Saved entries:
PR #3360, opened 2021-06-24
Only send one collation per relay parent at a time to validators

bkchr:
This changes the way we are sending collations to validators. Before we
answered every collation request immediatley. Now we only answer one
pov request at a time per relay parent. This should bring down the
bandwidth requirements and should help parachains to include bigger
blocks more easily.

### DIFF
--- a/node/network/collator-protocol/src/collator_side/mod.rs
+++ b/node/network/collator-protocol/src/collator_side/mod.rs
@@ -62,7 +62,7 @@ impl Metrics {
 
 	fn on_collation_sent_requested(&self) {
 		if let Some(metrics) = &self.0 {
-			metrics.collations_sent_requested.inc();
+			metrics.collations_send_requested.inc();
 		}
 	}
 
@@ -82,7 +82,7 @@ impl Metrics {
 struct MetricsInner {
 	advertisements_made: prometheus::Counter<prometheus::U64>,
 	collations_sent: prometheus::Counter<prometheus::U64>,
-	collations_sent_requested: prometheus::Counter<prometheus::U64>,
+	collations_send_requested: prometheus::Counter<prometheus::U64>,
 	process_msg: prometheus::Histogram,
 }
 
@@ -98,7 +98,7 @@ impl metrics::Metrics for Metrics {
 				)?,
 				registry,
 			)?,
-			collations_sent_requested: prometheus::register(
+			collations_send_requested: prometheus::register(
 				prometheus::Counter::new(
 					"parachain_collations_sent_requested_total",
 					"A number of collations requested to be sent to validators.",
@@ -203,7 +203,7 @@ struct Collation {
 /// Stores the state for waiting collation fetches.
 #[derive(Default)]
 struct WaitingCollationFetches {
-	/// Is there currently a collation being fetched?
+	/// Is there currently a collation getting fetched?
 	collation_fetch_active: bool,
 	/// The collation fetches waiting to be fulfilled.
 	waiting: VecDeque<IncomingRequest<CollationFetchingRequest>>,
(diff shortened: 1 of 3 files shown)


node/network/collator-protocol/src/collator_side/mod.rs
```diff
@@ -185,6 +200,17 @@ struct Collation {
 	status: CollationStatus,
 }
 
+/// Stores the state for waiting collation fetches.
+#[derive(Default)]
+struct WaitingCollationFetches {
+	/// Is there currently a collation being fetched?
```
eskimor, line 206: getting fetched would make it a bit more clear what's happening, I think.

node/network/collator-protocol/src/collator_side/mod.rs
```diff
@@ -861,17 +930,48 @@ pub(crate) async fn run(
...
-		match msg {
-			Communication { msg } => {
-				log_error(
-					process_msg(&mut ctx, &mut runtime, &mut state, msg).await,
-					"Failed to process message"
-				)?;
+		async fn wait_for_collation_fetch(active: &mut ActiveCollationFetches) -> Hash {
+			loop {
+				if active.is_empty() {
+					futures::pending!()
```
eskimor, line 936: I mean you defined that function locally in the same function that uses it with select, but it still looks like standalone code, but it really is not. A comment referring to the select below would help, I think.

eskimor (approved):
Looks good. What we could do about the DOS by a single bad validator would be to not only move on with the queue on completion of the transfer, but also after some relatively short timeout (short enough so another validator will have enough time to do the fetch). So we won't cancel, but instead if a validator was too slow it will stop getting our full bandwidth at some delay (as apparently it does not utilize it fully anyway).

node/network/collator-protocol/src/collator_side/mod.rs
```diff
@@ -75,6 +82,7 @@ impl Metrics {
 struct MetricsInner {
 	advertisements_made: prometheus::Counter<prometheus::U64>,
 	collations_sent: prometheus::Counter<prometheus::U64>,
+	collations_sent_requested: prometheus::Counter<prometheus::U64>,
```
pepyakin, line 85: Nit: I think grammatically it would be more correct to use "send". In this case "requested" gets the 3rd participle form.

node/network/collator-protocol/src/collator_side/mod.rs
tomaka: `pending!()` doesn't automatically wake up. Is that really what you want here?

eskimor: I think it is - look at the `select!` below. There is not much better to do that returning `Pending` in that case and we will be woken up on new messages, which could lead to filling up the `FuturesUnordered` again. I had a similar use in my code just now and ended up writing the future myself with `poll_fn` as it becomes more clear what is going on that way, also then the code is tightly coupled with the other future, which makes their inter-dependency more obvious. If one sticks to those high level primitives, I would not know a better way of writing this either.

bkchr: Yes I want this ;) This `FuturesUnordered` returns `Ready(None)` if it is empty, so not that helpful and can not be filled anywhere in between.

tomaka: You can use `select_next_some` instead fwiw: https://docs.rs/futures/0.3.15/futures/stream/trait.StreamExt.html#method.select_next_some

bkchr: Nice ty! Much easier.

bkchr:
bot merge

PR #3361, opened 2021-06-24
Don't allow bids for a ParaId where there is an overlapping lease period

shawntabrizi:
This PR introduces a check when calling `handle_bid` which checks that an auction bid is not for a parachain which already has a lease period which overlaps with that bid.

This ensures that parachain teams do not steal potential lease periods from other teams, and that crowdloans will never be able to re-enter other auctions after winning (since the crowdloan has specific lease periods it bids for).


runtime/common/src/integration_tests.rs
```diff
@@ -1092,3 +1092,154 @@ fn gap_bids_work() {
...
 }
+
+// This test verifies that if a parachain already has won some lease periods, that it cannot bid for
+// any of those same lease periods again.
+#[test]
+fn cant_bid_on_existing_lease_periods() {
+	new_test_ext().execute_with(|| {
+		assert!(System::block_number().is_one()); // So events are emitted
+		Balances::make_free_balance_be(&1, 1_000_000_000);
+		// First register 2 parathreads
```
emostov, line 1103: Do you mean register 1 parathread?

runtime/common/src/traits.rs
```diff
@@ -135,6 +135,14 @@ pub trait Leaser {
 
 	/// Returns the current lease period.
 	fn lease_period_index() -> Self::LeasePeriod;
+
+	/// Returns true if the parachain already has a lease in any of lease periods in the inclusive
+	/// range `[first_period, last_period]`.
```
emostov, line 140: I think this may be slightly incorrect: technically our implementation in slots only can check the current lease period and onwards. So if any periods in `first_period..=last_period` are in the past we will not be able to look at those. Additionally we will always return `false` if the entire range is in the past (I don't think this is an issue but just wanted to point it out)

runtime/common/src/integration_tests.rs
```diff
@@ -1092,3 +1092,154 @@ fn gap_bids_work() {
...
+		assert_eq!(Balances::free_balance(&crowdloan_account), total);
+
+		// Finish the auction.
+		run_to_block(starting_block + 110);
+
+		// Appropriate Paras should have won slots
+		assert_eq!(
+			slots::Leases::<Test>::get(ParaId::from(2000)),
+			// -- 1 --- 2 --- 3 --- 4 --- 5 ------------- 6 ------------------------ 7 -------------
+			vec![None, None, None, Some((crowdloan_account, 8855)), Some((crowdloan_account, 8855))],
```
emostov, line 1150:
```suggestion
			// -- 1 --- 2 --- 3 ---- 4 -------------------------------5---------------------------------
			vec![None, None, None, Some((crowdloan_account, 8855)), Some((crowdloan_account, 8855))],
```

emostov: I think the comment is stale: we are only looking at 5 lease periods and the crowdloan is for periods 4 & 5

(Spacing might be a little whacky in my suggestion due to github ui)

runtime/common/src/slots.rs
```diff
@@ -421,6 +421,43 @@ impl<T: Config> Leaser for Module<T> {
...
+
+		// Get the leases, and check each item in the vec which is part of the range we ar checking.
+		let leases = Leases::<T>::get(para_id);
+		for slot in offset ..= offset + period_count {
+			if let Some(maybe_lease) = leases.get(slot) {
+				// If there exists any lease period, we exit early and return true.
+				if maybe_lease.is_some() {
+					return true
+				}
+			}
```
kianenigma, line 455:
```suggestion
			if let Some(Some(_)) = leases.get(slot) {
				// If there exists any lease period, we exit early and return true.
				return true
			}
```

runtime/common/src/slots.rs
```diff
@@ -421,6 +421,43 @@ impl<T: Config> Leaser for Module<T> {
...
+	) -> bool {
+		let current_lease_period = Self::lease_period_index();
+
+		// Can't look in the past, so we pick whichever is the biggest.
+		let start_period = first_period.max(current_lease_period);
+		// Find the offset to look into the lease period list.
+		// Subtraction is safe because of max above.
+		let offset = match (start_period - current_lease_period).checked_into::<usize>() {
+			Some(offset) => offset,
+			None => return false,
```
kianenigma, line 438: to be pedantic you could consider making these an `Err` rather than false, but might be an overkill. If the call site gave a `first_period` so large not to fit into usize then they are clearly wrogn anyhow.

runtime/common/src/traits.rs
kianenigma, line 140:
```suggestion
	/// Returns true if the parachain already has a lease in any of lease periods in the inclusive
	/// range `[first_period, last_period]`, intersected with the unbounded range [`current_lease_period`..] .
```

runtime/common/src/traits.rs
```diff
@@ -135,6 +135,14 @@ pub trait Leaser {
...
+	fn already_leased(
```
emostov, line 141: Thinking out loud a bit here, this could also fail if an auction ever covered any lease periods that are in the past because we simply would not be able to check for intersection. AFAICT this is not an issue because in `do_new_auction` we check

```
ensure!(lease_period_index >= T::Leaser::lease_period_index(), Error::<T>::LeasePeriodInPast);
```

but just wanted to point out in case there is some other method of creating an auction that may be used in the future. (But also why we would create an auction that covers something in the past?).

kianenigma (approved):
LGTM

emostov (commented):
The new logic looks good - planning on adding a test just to confirm my understanding

runtime/common/src/slots.rs
andresilva: I think `return true` would be the safest choice in the unlikely scenario that the conversion fails, worst case you prevent some crowdloan from happening.

runtime/common/src/slots.rs
```diff
@@ -421,6 +421,43 @@ impl<T: Config> Leaser for Module<T> {
...
+		};
+
+		// This calculates how deep we should look in the vec for a potential lease.
+		let period_count = match last_period.saturating_sub(start_period).checked_into::<usize>() {
+			Some(period_count) => period_count,
+			None => return false,
```
andresilva, line 444: Same as above.

runtime/common/src/slots.rs
```diff
@@ -421,6 +421,43 @@ impl<T: Config> Leaser for Module<T> {
...
+		};
+
+		// Get the leases, and check each item in the vec which is part of the range we ar checking.
```
andresilva, line 447:
```suggestion
		// Get the leases, and check each item in the vec which is part of the range we are checking.
```

runtime/common/src/slots.rs
shawntabrizi:
```suggestion
			None => return true,
```

runtime/common/src/slots.rs
shawntabrizi:
```suggestion
			None => return true,
```

runtime/common/src/traits.rs
shawntabrizi: yeah we should not concern ourselves with auctions in the past as they are not relevant for the present or future :)

runtime/common/src/integration_tests.rs
shawntabrizi:
```suggestion
		// First register a parathread
```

Task item
Within the entries above, how many lines contain the word "WaitingCollationFetches"? State the number only.

Task result
2